But this is not so. Perhaps they are slipping into the cardinal error of mistaking (1) as
(1’) P(H’(d) is true; test rejects null at .01 level)!
In dealing with these passages, I see why Spanos ( 2008) declared, “You have it backwards” in his review of their book. I had assumed (before reading it myself ) that Z & M, as with many significance test critics, were pointing out that the fallacy is common, not that they were committing it. I am confident they will want to correct this and not give Prionvac grounds to claim evidence of a large increase in survival simply because their test had a high capability (power) to detect that increase, if it were in fact present.
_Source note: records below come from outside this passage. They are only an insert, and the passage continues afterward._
PR #3907, opened 2022-03-26
Add param to publication ref element

### LINKED ISSUE #3682: Allow a PDF deliverable to specify its output file name
## Description
When a shared map is published to PDF in multiple profiling conditions, then each output PDF file must have a different name according to its condition.

`<deliverable>` elements allow the output _directory_ to be specified (great for HTML5!), but not the output _basename_ (needed for PDF).

As a result, the output PDF files derive their basename from the input map, resulting in duplicate PDF file names:

## Possible Solution
One approach would be to support `<param>` directly inside `<deliverable>`:

If this is too philosophically different from what `<deliverable>` was intended to contain, another approach is to allow `<param>` inside an `idref`'ed `<publication>` inside the `<deliverable>`

This second approach is very RelaxNG-like in its method of applying overrides to a refererence, which is quite nice!

Some workarounds (and their deficiencies) are:

* Uniquify the PDF `<publication>` definition.
  * In our case, we would need to uniquify our `<publication>` definitions by the hundreds, which is not ideal because then we must update _all_ of them whenever our PDF transformation changes.
* Rename the PDF files using a post-processing script.
  * Isn't the goal of DITA-OT project files to be able to replicate -- in a structured way -- what is normally performed on the `dita` command line (where the basename is normally specified), without the need for post-processing scripts?
  * If all PDFs go in the same directory, then they collide with themselves during full publication before such a script could run.
* Place the PDF files in different output directories.
  * This avoids file collisions, but it does not solve the duplicate file name issue (which would confuse our customers).

## Potential Alternatives
A new basename-specific element (`basename`?) could be added to `<deliverable>`, but a `<param>`-based approach would be more generally useful for deliverable-specific tweaks to publishing.

## Additional Context
To reproduce, you can try using the following project file (copied to `<DITA-OT>/docsrc/samples/project-files/pdf-test.xml`, perhaps):

```xml
<?xml-model href="https://www.dita-ot.org/rng/project.rnc" type="application/relax-ng-compact-syntax"?>
<project xmlns="https://www.dita-ot.org/project">

  <!-- single map to be published in two flavors -->
  <context id="context-ug1" name="User Guide 1">
    <input href="../../userguide-book.ditamap"/>
    <!-- pretend we have DITAVAL 1 applied here -->
  </context>

  <context id="context-ug2" name="User Guide 2">
    <input href="../../userguide-book.ditamap"/>
    <!-- pretend we have DITAVAL 2 applied here -->
  </context>


  <!-- single shared publication definition -->
  <publication id="pub-pdf2" transtype="pdf2">
    <param name="args.chapter.layout" value="BASIC"/>
    <param name="args.gen.task.lbl" value="YES"/>
    <param name="include.rellinks" value="friend"/>
    <param name="processing-mode" value="strict"/>
  </publication>


  <!-- publish book flavors with two different output base names -->
  <deliverable id="del-pdf-ug1">
    <context idref="context-ug1"/>
    <output href="."/>
    <publication idref="pub-pdf2">
      <param name="outputFile.base" value="userguide1"/>
    </publication>
  </deliverable>

  <deliverable id="del-pdf-ug2">
    <context idref="context-ug2"/>
    <output href="."/>
    <publication idref="pub-pdf2">
      <param name="outputFile.base" value="userguide2"/>
    </publication>
  </deliverable>

</project>
```

jelovirt:
## Description
Add support for overriding `param` in `publication` reference.

```xml
<project xmlns="https://www.dita-ot.org/project">
  <publication transtype="html5" id="common-html5">
    <param name="nav-toc" value="partial"/>
  </publication>
  <deliverable>
    <context>
      <input href="root.ditamap"/>
    </context>
    <output href="./out"/>
    <publication idref="common-html5">
      <param name="nav-toc" value="full"/> <!-- override common HTML publication -->
    </publication>
  </deliverable>
</project>
```

## Motivation and Context
Enables referencing a reusable publication and override parameters for it.

Fixes #3682

## How Has This Been Tested?
New tests.

## Type of Changes

The docs currently don't have a reference for project syntax, so this param override should go into the examples.

### DIFF
--- a/src/main/java/org/dita/dost/project/ProjectBuilder.java
+++ b/src/main/java/org/dita/dost/project/ProjectBuilder.java
@@ -14,6 +14,9 @@ import com.fasterxml.jackson.annotation.JsonProperty;
 import java.net.URI;
 import java.util.List;
 
+/**
+ * Project file AST builder.
+ */
 public class ProjectBuilder {
 
     @JsonProperty("deliverables")
--- a/src/main/java/org/dita/dost/project/ProjectFactory.java
+++ b/src/main/java/org/dita/dost/project/ProjectFactory.java
@@ -63,35 +63,61 @@ public class ProjectFactory {
         return new Project(
                 src.deliverables == null ? Collections.emptyList() :
                         src.deliverables.stream()
-                                .map(deliverable -> new Deliverable(
-                                        deliverable.name,
-                                        deliverable.id,
-                                        Optional.ofNullable(deliverable.context)
-                                                .flatMap(context -> Optional.ofNullable(context.idref))
-                                                .map(idref -> {
-                                                    final Context pub = src.contexts.stream()
-                                                            .filter(context -> Objects.equals(context.id, deliverable.context.idref))
-                                                            .findAny()
-                                                            .orElseThrow(() -> new RuntimeException(String.format("Context not found: %s", deliverable.context.idref)));
-                                                    return pub;
-                                                })
-                                                .orElse(deliverable.context),
-                                        deliverable.output,
-                                        Optional.ofNullable(deliverable.publication)
-                                                .flatMap(publication -> Optional.ofNullable(publication.idref))
-                                                .map(idref -> {
-                                                    final Publication pub = src.publications.stream()
-                                                            .filter(publication -> Objects.equals(publication.id, deliverable.publication.idref))
-                                                            .findAny()
-                                                            .orElseThrow(() -> new RuntimeException(String.format("Publication not found: %s", deliverable.publication.idref)));
-                                                    return pub;
-                                                })
-                                                .orElse(deliverable.publication)
-                                ))
+                                .map(deliverable -> {
+                                    final Context context = Optional.ofNullable(deliverable.context)
+                                            .flatMap(cntx -> Optional.ofNullable(cntx.idref))
+                                            .map(idref -> {
+                                                final Context pub = src.contexts.stream()
+                                                        .filter(cntx -> Objects.equals(cntx.id, deliverable.context.idref))
+                                                        .findAny()
+                                                        .orElseThrow(() -> new RuntimeException(String.format("Context not found: %s", deliverable.context.idref)));
+                                                return pub;
+                                            })
+                                            .orElse(deliverable.context);
+                                    final Publication publication = Optional.ofNullable(deliverable.publication)
+                                            .flatMap(publ -> Optional.ofNullable(publ.idref))
+                                            .map(idref -> {
+                                                final Publication pub = src.publications.stream()
+                                                        .filter(publ -> Objects.equals(publ.id, deliverable.publication.idref))
+                                                        .findAny()
+                                                        .orElseThrow(() -> new RuntimeException(String.format("Publication not found: %s", deliverable.publication.idref)));
+                                                return merge(pub, deliverable.publication);
+                                            })
+                                            .orElse(deliverable.publication);
+                                    return new Deliverable(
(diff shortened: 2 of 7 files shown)


chrispy-snps:
This is great, thank you @jelovirt!

infotexture (commented):
@jelovirt The description here shows only the XML example, but I see that the JSON and YAML test files are also modified, so I assume the same approach will work in all project file formats, right?

> The docs currently don't have a reference for project syntax

Should we change that? 🤔 

Not sure how hard it would be to generate or maintain that, or whether the existing examples in the [XML project files](https://www.dita-ot.org/dev/topics/project-files-xml.html) topic are enough for most people to work with.

@chrispy-snps Have you missed more detailed documentation here, or have the examples been enough to go on so far?

chrispy-snps:
@infotexture - Thank you for asking! I think more details would be useful. Some suggestions:

- On [this page](https://www.dita-ot.org/3.7/topics/using-project-files.html), perhaps start a new syntax section at "Though the exact syntax differs slightly".
- Mention that `<publication>` can also contain `<profile>` with a series of DITAVALs (#3895). (I'm sure this is already on your list.)
- For `<param>` definitions  in a `<publication>`, document the difference between `@href`, `@path`, and `@value`. (I think they are for file paths to be expanded, directory paths to be expanded, and simple string values to be passed as-is, but this is a guess.)
- Explicitly mention that inside a `<deliverable>`, a `<context>` or `<publication>` can either be entirely self-contained, or it can be referenced from elsewhere via an `@idref` reference. (It's not spelled out quite so directly now.)
  - Mention that inside a `<publication @idref>`, `<param> definitions can be added or overridden.

jelovirt:
@raducoravu what do you think about the backwards compatibility aspect. This new syntax will not work with DITA-OT 3.x, only 4.x. Will that be an issue for Oxygen because you support multiple DITA-OT versions at the same time.

raducoravu:
@jelovirt I do not see a problem with this. Does the current DITA OT 3.7.1 for example issue some kind of validation error when processing such a DITA OT project file?

jelovirt:
@raducoravu if you try to use 4.x project with `param` override with 3.x, you'll get a validation error from RNG.

raducoravu:
@jelovirt great, you get a "Failed to read project file" fatal error and the publishing breaks, works for me.

chrispy-snps:
@jelovirt - in addition, I have an XSLT stylesheet that can adapt the recent 4.0+ project file enhancements to run in 3.7:

[Oxygen XML Blog: Preprocessing DITA-OT Project Files](https://blog.oxygenxml.com/topics/preprocessing_ditaot_project_files.html)

infotexture:
@chrispy-snps Thanks for the docs suggestions. 🙏 

We'll consider those as we revise the documentation to reflect the changes in this PR.

> document the difference between `@href`, `@path`, and `@value`.

I'll ask @jelovirt to confirm your [guesses](https://github.com/dita-ot/dita-ot/pull/3907#issuecomment-1079917328) above, but agree it makes sense to clarify when each of these are appropriate and which types of values they expect.

jelovirt:
@infotexture those guesses about the attributes were not 100% correct. I'll need to remind myself by reading the code. Ping me in a docs PR to fill in the details.

robander (approved):

chrispy-snps:
We discovered another use for this enhancement. Some writers want indexes generated for their Oxygen WebHelp maps, but others do not. This allows each writer to enable/disable the index for their specific deliverable, without having to multiply the number of `<publication>` definitions we have. Thank you!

What Z & M say about power analysts in this chapter is fine; but the power analysts are concerned about interpreting non-statistically significant results with tests that have low-power to detect any but the grossest effects. Perhaps this is the source of their confusion.
[Aside: They do not say whether a rejection of the null is merely to infer the existence of a (positive) effect or whether it is to infer an effect of size d, so neither do I. They also do not say if it is a one-sided or two-sided test; neither qualification effects the upshot of the flaw I am raising.]
Spanos, A. (2008), Review of S. Ziliak and D. McCloskey’s The Cult of Statistical Significance, Erasmus Journal for Philosophy and Economics, volume 1, issue 1: 154-164.
Ziliak, Z. and McCloskey, D. (2008), The Cult of Statistical Significance: How the Standard Error Costs Us Jobs, Justice and Lives, University of Michigan Press.